Tidur Cukup, Otak Cemerlang: Begini Penjelasan tentang Hubungan Istirahat dan Konsolidasi Memori

Muhammad Naufal Rabbani • Selasa, 21 Januari 2025 | 10:15 WIB
Ilustrasi seseorang yang memeluk bantal
Ilustrasi seseorang yang memeluk bantal

JP Bogor - Pernahkah anda merasa linglung dan sulit mengingat sesuatu setelah kurang tidur? Mungkin anda lupa di mana meletakkan kunci, atau bahkan sulit mengingat waktu. Pengalaman itu menunjukkan tentang hubungan penting antara tidur bagi fungsi kognitif, terutama memori.

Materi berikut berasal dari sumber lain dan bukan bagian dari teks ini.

Issue #264, opened 2026-03-12
Update obshell 4.4.1.1 for compatibility with seekdb 1.2.0


hnwyllmm:
## Tenant Mode
Please specify the tenant mode(s) in which this requirement must be met. List all if applicable. (Required)

## Description
Please describe the user requirement here. Provide as much context, detail, and background information as possible. (Required)

## Impact
Describe the business impact if this requirement is not met, and include the customer's project timeline. (Required)

## Proposed Solution
This is an optional field for proposing a solution approach.

PR #1423, opened 2026-09-20
fix: separate block-stat memtable scan boundary

cms-cms:
## Summary

- keep the physical multi-version scan boundary for SSTable index scans
- derive a separate schema-rowkey boundary for memtable scans
- prepare that memtable boundary during initial iterator setup and every tablet refresh

## Root cause

The fix from #1384 only normalized the refresh boundary when `curr_endkey_` was already available. During the first on-demand refresh, `curr_endkey_` can still be null, so the newly constructed memtable iterator receives the original four-column physical SSTable start key while its schema contains two logical rowkey columns. `ObMemtableKey::encode()` then reports a BIGINT/BIGINT UNSIGNED mismatch and returns `-4016`.

The previous implementation also reused the normalized range for SSTable scans. This change keeps the two ranges independent so fixing the memtable key cannot move or broaden the SSTable block boundary.

## Evidence

Reproduced on macOS from current master `6aa8d1548a3136d37017121401f5fab4ecd9bea0`. The server trace records `ob_memtable_key.h` data/schema mismatch, followed by `ob_memtable_iterator`, `ob_block_stat_iter`, FTS block-max evaluation, and client-visible `4016`.

## Validation

- `git diff --check`
- Linux and macOS source-build regression pending; PR remains Draft until both complete.


cms-cms:
Cross-platform regression validation update (PR remains Draft):

- The combined validation source `bafb8f3b942805b913de6c1f4b7c13fa5e7a8785` includes this PR together with the prerequisite validation changes.
- Linux Pipeline 268704 / child 268706 / Job 1841969: both embedded FTS regression modes (`first-pass` and concurrent `scan-freeze`) passed; no 4016 appeared in the trace. The full suite completed successfully (`119 passed, 298 skipped, 878 deselected, 1 xpassed`).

Namun, bisakah tidur yang berkualitas benar-benar meningkatkan daya ingat kita dan bagaimana dampak kurang tidur kronis terhadap memori jangka panjang?

Melansir dari laman Verywell Mind, tidur memang memiliki peran penting dalam pembentukan dan konsolidasi memori. Pada saat kita tidur, kita melewati empat tahapan tidur, di antaranya:

Nah, pengumpulan informasi yang terjadi dalam aktivitas seharian diproses pada penyimpanan memori jangka panjang selama tahap ketiga dan tahap keempat. Proses konsolidasi ini memperkuat koneksi saraf yang terkait dengan memori, sehingga dapat meningkatkan kemampuan untuk belajar dan mengingat informasi baru.

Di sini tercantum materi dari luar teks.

PR #1426, opened 2026-09-21
refactor(sql-nio): cbindgen-generated nio.h and named host shims

cao1629:
Squash of the mysql-nio-v3 series, rebased onto master 6aa8d1548:

- generate nio.h with cbindgen from the sql-nio crate. The ABI version handshake (NIO_ABI_VERSION, nio_start's abi_version, NIO_START_EABI), the two-sided layout assertions (abi_layout.rs, ob_nio_abi_check.cpp) and the NIO_CLIENT_* defines go away; rust-checks fails when the committed header is stale.
- use one struct name on both sides: the C++ consumers use the CamelCase Nio* names, the cbindgen rename table is gone, Reactor is NioReactor.
- drop the to_string injected into the view structs; ob_iarray.h detects a to_string member instead, so the ABI structs stay plain C.
- replace the NioCallbacks vtable with four named extern "C" shims, ob_sql_sock_handler_on_{connect,readable,disconnect,close}, that take the handler as their first parameter; nio_start takes the ObSqlSockHandler* directly instead of the table and its size.
- drop the cfg(test) stubs for the shims and the unreferenced ObClientCapabilityPos.

Master's additions to the hand-written header (nio_tls_string_view, nio_tls_session_info, nio_get_tls_session_info, min_tls_version, nio_get_bound_tcp_port, the NIO_TLS_MIN_* values) are carried by the generated header. The NIO_TLS_MIN_* constants live at the crate root: the four that only C++ reads would otherwise be flagged as dead code.


hnwyllmm:
@codex review

src/oblib/lib/container/ob_array.h
```diff
@@ -742,25 +742,29 @@ template<typename T, int64_t LOCAL_ARRAY_SIZE, typename BlockAllocatorT, bool au
...
-                                 : OB_LOG_KEEP_SIZE);
   J_ARRAY_START();
-  //delete now.If needed, must add satisfy json and run passed observer pretest
-  //common::databuff_printf(buf, buf_len, pos, "%ld:", count_);
-  for (int64_t index = 0; (index < need_print_count - 1) && (pos < buf_len - 1); ++index) {
-    if (pos + log_keep_size >= buf_len - 1) {
-      BUF_PRINTF(OB_LOG_ELLIPSIS);
+  if constexpr (has_to_string<T>::value) {
+    int64_t need_print_count = (count_ > max_print_count_ ? max_print_count_ : count_);
+    const int64_t log_keep_size = (ObLogger::get_logger().is_in_async_logging()
```
footka: This only controls whether or not to print; it should not modify the details.

footka (approved):

PR #1429, opened 2026-09-22
fix(observer): report inconsistent startup state before logger init

AbyssWhalen:
### Task Description

When `block_file` exists but the redo directory is empty, seekdb correctly refuses to start, but the reason is missing from redirected startup output and `seekdb.log`.

`check_need_initialize` runs before `OB_LOGGER.init`. Its `LOG_WARN` calls cannot allocate a log item at that point, and the `LOG_STDERR` fallback only writes to a TTY. Raising the log level to DEBUG does not recover the diagnostic.

### Solution Description

Write the existing reason, error code and base/data/redo paths directly to stderr, then flush before startup exits. This also reaches `seekdb.log` when startup has redirected stderr there. The error return, storage checks and initialization order stay unchanged; the patch does not repair or remove data.

The production change is intentionally limited to the startup diagnostic path. A standalone Linux regression was used locally to verify WARN and DEBUG startup with redirected output, the exact diagnostic, exit status 1, and an unchanged incomplete fixture; it is not included in this PR at the maintainer's request.

### Passed Regressions

Validated on Ubuntu 24.04 / WSL2 against `35eb2c3a3eafd9afff6457086e3141a83a52a6bd`:

- Release builds succeeded before and after the change.
- The same local regression on unmodified code: 11 log-reader checks pass; both startup-diagnostic checks fail because the message is absent.
- With the fix: all 13 local checks pass.
- A fresh instance starts, returns `SELECT VERSION(), 1`, shuts down cleanly, and repeats the query after restart.
- Python/Bash syntax checks and `git diff --check` pass.

The public checkout does not provide `unittest/CMakeLists.txt` or the documented `observer_tests` target. Private Farm, the full mysqltest suite, and Windows/macOS execution were not run. The standalone local regression is not part of this PR.

### Upgrade Compatibility

No schema, persisted-format or configuration changes. Inconsistent storage is still rejected.

### Other Information

AI-assisted; the patch was reviewed and tested locally.

### Release Note

Show the reason and directory paths when startup rejects inconsistent block-file/redo state, including redirected startup.


hnwyllmm:
Thanks for your contribution. Please delete the test file: unittest/observer/test_startup_diagnostics.py and then we can merge the pull request.

AbyssWhalen:
Thanks for the guidance. I removed `unittest/observer/test_startup_diagnostics.py` in commit `ded41484` and updated the PR description to clarify that the regression was run locally but is not included in this PR. Please take another look.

Tahapan inti tidur memang terletak pada tahapan ketiga dan keempat. Namun, pada dasarnya kedua tahapan tersebut memiliki peran yang berbeda dalam mengolah memori.

Tahap ketiga atau tahap tidur nyenyak berfungsi untuk mengumpulkan dan menyatukan memori yang mencakup fakta atau peristiwa. Selama tahapan ini, memori dipindahkan dari penyimpanan jangka pendek ke penyimpanan jangka panjang, sehingga membuat memori lebih stabil dan mudah diingat di kemudian hari.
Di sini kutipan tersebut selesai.